Um den Vertrag zu ändern, ist die Zustimmung aller Mitglieder der Währungsunion erforderlich. Einige Länder meldeten am Dienstag bereits Bedenken an. „Die Chancen sind relativ hoch, dass wir eine Insolvenzordnung bekommen, wenn Deutschland und Frankreich sich einig sind“, glaubt Heinen. Schließlich laufe Mitte 2013 der sogenannte Rettungschirm aus, der Euro-Länder mit Finanzproblemen über Kredite und Garantien im Gesamtwert von 750 Milliarden Euro unterstützt. Das Rettungspaket, das die Euro-Länder gemeinsam mit dem Internationalen Währungsfonds geschnürt haben, hat im vergangenen Mai dafür gesorgt, dass sich der Euro wieder stabilisierte und Schuldenländer wieder Geld am Kapitalmarkt leihen konnten. Verlängert werden kann der Rettungsschirm in der jetzigen Form nicht, weil er gegen die EU-Regel verstößt, die besagt, dass die Länder sich nicht gegenseitig unterstützen dürfen. „Gibt es bis Mitte 2013 keine Nachfolgeregelung, besteht die Gefahr, dass die Märkte wieder sehr volatil werden“, sagt Heinen.

Auch Roland Döhrn, Konjunkturchef beim Rheinisch-Westfälischen Institut für Wirtschaftsforschung (RWI), sagt: „Automatische Strafen bringen nicht viel“. Das RWI gehört zu den Wirtschaftsinstituten, die im Auftrag der Regierung die Konjunkturprognose erstellen. In der jüngsten Gemeinschaftsdiagnose hatten die Forscher darauf hingewiesen, dass die hohe Verschuldung vieler Euro-Staaten eine Bedrohung für das Wachstum sei.

RWI-Experte Döhrn hält nicht viel von Sanktionsmechanismen, die automatisch greifen, wenn ein Land die Grenze von drei Prozent des Haushaltsdefizits überschreitet. Es sei nicht tragisch, in der Rezession einmal zu viele Schulden zu machen.

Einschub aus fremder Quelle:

PR #291, opened 2021-07-20
Investigating initialization timings

bradmwilliams:
There is something that is taking over 1 minute, during release-controller initialization, that's causing DPTP's Blackbox alarms to be triggered on a regular basis.  This PR simply adds some duration timers around the chunks of code that are executing between the container starting and the internal web server starting up to process requests.

I have repeatedly tried to reproduce this both locally and in our test environment with no success.  Ideally, this is just to try and pinpoint where the problem lies and then revert this commit.

### DIFF
--- a/cmd/release-controller/main.go
+++ b/cmd/release-controller/main.go
@@ -263,22 +263,30 @@ func (o *options) Run() error {
 	}
 	klog.Infof("%s releases will be sourced from the following namespaces: %s, and jobs will be run in %s", strings.Title(architecture), strings.Join(o.ReleaseNamespaces, " "), o.JobNamespace)
 
+	start := time.Now()
 	imageClient, err := imageclientset.NewForConfig(releasesConfig)
 	if err != nil {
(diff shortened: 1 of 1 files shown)


bradmwilliams:
The timing looks like this:
The running release-controller container exits due to a kubeconfig change:
```
I0720 13:36:39.181083       1 main.go:734] event: "/var/run/secrets/kubernetes.io/serviceaccount/token": REMOVE, kubeconfig changed, exiting to make the kubelet restart us so we can pick them up
time="2021-07-20T13:36:39Z" level=info msg="Received signal." signal=interrupt
```

The next container starts:
```
I0720 13:36:54.212563       1 main.go:264] Amd64 releases will be sourced from the following namespaces: origin, and jobs will be run in ci-release
```

Then, something, blocks for over 1 minute before the next relevant message occurs:
```
I0720 13:38:14.474711       1 main.go:403] Listening on :8080 for UI and metrics
```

Viel wichtiger sei, dass man auch einspare, wenn die Wirtschaft gut läuft. „Was wir brauchen ist eine Finanzpolitik, die einen ausgeglichenen Haushalt über die Konjunkturperiode hinaus vorlegt“, sagt Döhrn. Ein vielversprechender Ansatz sei die deutsche Schuldenbremse, die strukturelle Defizite begrenzen soll, nicht konjunkturelle. „Ein ähnliches Instrument sollten alle Mitgliedsstaaten haben“, findet Döhrn. Steffen Kampeter (CDU), parlamentarischer Staatssekretär im Finanzministerium, betonte am Dienstag, dass der gefundene Kompromiss ausdrücklich vorsehe, dass nationale Regeln von anderen Staaten übernommen werden könnten.